Erst Ende Juni 2019 konnte der Stabgitterzaun schließlich mit schräg nach außen abgewinkelten Abweisergittern versehen und damit eine Gesamthöhe von 1,60 Metern erzielt werden. Der Stabgitterzaun hielt jetzt den Angriffen der Prädatoren stand. Lediglich der Seeadler konnte einige Jungvögel wegholen. Mit rund 265 flüggen Sturmmöwen kam es zu einem beachtlichen Bruterfolg. Die Sturmmöwenpaare verließen nach dem Flügge-werden mit ihren Jungen am Tag bereits ihr eigentliches Brutareal zur Nahrungsaufnahme, ehe sie abends noch in den „sicheren Hafen“ ihrer eigentlichen Brut- und Aufzuchtfläche zurückkehrten.

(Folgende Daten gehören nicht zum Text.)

PR #259, opened 2015-11-09
Further refactoring.

dkorolev:


dkorolev:
Hi Max!

Which counter -- the counter of registered so far types. Not important now.
Re. space before comma -- I tried, and it looked uglier.

Let's merge or amend this pull request -- a larger one, cleaning up `PSYKHANOOL` and befriending it with the new type system, is already in the works.

Thanks!

PR #260, opened 2015-11-11
Maturing new and phasing out old type systems.

dkorolev:
Hi @mzhurovich !

[[ Cc @sompylasar , but don't be too scared. ]]

`TransactionStorage` and `HTTP` now use the new type system. **NO SHIT!**

This largely retires Cereal from Current, and [hopefully] completely retires Cereal from API/REST/DataDictionary/SystemOfRecord Current users.

Fingers crossed for this to be all we need from `c5t/Current` to use the new type system in `CTFO_BE`. Work in progress there, just want to get this piece out.

Minor tweaks include supporting enum classes, and `FromString`/`ToString` fixes for `string` and `bool`.

`make check` and `make test` pass.

Thanks,
Dima

### DIFF
--- a/Blocks/HTTP/docu/server/docu_03httpserver_04_test.cc
+++ b/Blocks/HTTP/docu/server/docu_03httpserver_04_test.cc
@@ -38,25 +38,18 @@ DEFINE_int32(docu_net_server_port_04, 8082, "Okay to keep the same as in net/api
 using bricks::strings::Printf;
 
   // An input record that would be passed in as a JSON.
-  struct PennyInput {
-    std::string op;
-    std::vector<int> x;
-    std::string error;  // Not serialized.
-    template <typename A> void serialize(A& ar) {
-      ar(CEREAL_NVP(op), CEREAL_NVP(x));
-    }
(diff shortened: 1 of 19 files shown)


dkorolev:
Oh well. Notifications require polymorphism. I'm afraid it's something I niasilyu today.

mzhurovich:
@dkorolev LGTM! Merging it to move further.
A couple of comments:
1. Did you leave Cereal parts to support polymorphism?
2. Did we decide not to convert primitive types to string keys in maps?
3. +1 for defining `is_base_of<CurrentSuper...>::value` as IS_CURRENT_STRUCT.

dkorolev:
@mzhurovich Yay!

To your questions:

1. Not really, just didn't fully clean it up. Will do so as a) polymorphism is done, b) we agree on JSON format (named vs. not names top-level objects), and c) it's worth the time (ex. in Yoda wrt `Padawan` class now having to be a `CURRENT_STRUCT` if we keep Yoda for now.

2. Right, no conversion of keys into primitive types yet. Probably worth doing so though.

3. :+1: 

Thanks!
Dima

PR #265, opened 2015-11-14
Enum support in Reflection and Schema.

mzhurovich:
@dkorolev What do you think?

### DIFF
--- a/TypeSystem/Reflection/schema.h
+++ b/TypeSystem/Reflection/schema.h
@@ -48,6 +48,8 @@ namespace reflection {
 
 CURRENT_STRUCT(TypeInfo) {
   CURRENT_FIELD(type_id, TypeID, TypeID::INVALID_TYPE);
+  // Used only for storing the name of `enum` types.
+  CURRENT_FIELD(name, std::string);
   // Ascending index order in vector corresponds to left-to-right order in the definition of the type,
   // i.e. for `map<int32_t, string>`:
   //   included_types[0] = TypeID::Int32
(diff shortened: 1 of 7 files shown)


TypeSystem/Reflection/schema.h
```diff
@@ -48,6 +48,8 @@ namespace reflection {
 
 CURRENT_STRUCT(TypeInfo) {
   CURRENT_FIELD(type_id, TypeID, TypeID::INVALID_TYPE);
+  // Used only for storing the name of `enum` types.
+  CURRENT_FIELD(name, std::string);
```
dkorolev: `enum_name` ? :)

TypeSystem/enum.h
```diff
@@ -0,0 +1,83 @@
...
+    names_[std::type_index(typeid(T))] = name;
+  }
+
+  template <typename T>
+  ENABLE_IF<std::is_enum<T>::value, std::string> GetName() const {
+    const std::type_index type_index = std::type_index(typeid(T));
+    if (names_.count(type_index) != 0u) {
+      return names_.at(type_index);
+    } else {
+      // TODO: exception?
```
dkorolev: Just `std::cerr << ...` followed by `std::exit(-1);` would be perfect for my taste.

TypeSystem/enum.h
```diff
@@ -0,0 +1,83 @@
...
+#include "../Bricks/template/enable_if.h"
+#include "../Bricks/util/singleton.h"
+
+namespace current {
+namespace reflection {
+
+struct EnumNameSingletonImpl {
+  template <typename T>
+  ENABLE_IF<std::is_enum<T>::value> Register(const char* name) {
+    std::lock_guard<std::mutex> lock_guard(mutex_);
```
dkorolev: If we need this, do we need it in a getter too?

dkorolev:
Wow, great!

Do `enum`-s support forward declarations of some sort? (Perhaps some `TemplateEnum<...>`?)

The only thing that separates this pull request from perfect is `CURRENT_REGISTER_ENUM()` -- could it be some `CURRENT_ENUM(foo, uint64_t) {}` or `CURRENT_ENUM(foo, uint64_t) { Bar = 1ull }` ?

mzhurovich:
@dkorolev The biggest problem is that there is no forward declaration for `enum`-s :(((

mzhurovich:
@dkorolev PTAL

PR #272, opened 2015-11-22
Fixed two bugs and confused by the 3rd.

dkorolev:
Hi @mzhurovich ,

The `"wow"` test is failing, and I can't wrap my mind around why so. Moving the declaration of `entry` into the inner loop of deserializing `std::map` helps, but, after 15 minutes, I have no idea why.

Thoughts?


dkorolev:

Schauspiel der besonderen Art!
Rund um das Naturzentrum bieten die Sturmmöwen in der Brutzeit atemberaubende Flugshows an. Für die Besucher am Naturzentrum und auf dem Graswarderweg ist es ein besonderes Schauspiel und wer noch ein bisschen Zeit mitbringt, kann abends gegen 18 Uhr sogar den Seeadler bei der Jagd nach flüggen Sturmmöwen zuschauen. Ein Schauspiel der besonderen Art! Es bleibt die Hoffnung, dass sich nach Vollendung der zweiten Bauphase mit dem nächsten Zaunabschnitt östlich des Beobachtungsturmes ähnlich positive Ergebnisse für die gesamte Küstenvogelwelt des Graswarders einstellen. Ziel ist es, dass das „Vogelparadies Graswarder“ nun dauerhaft erhalten bleibt.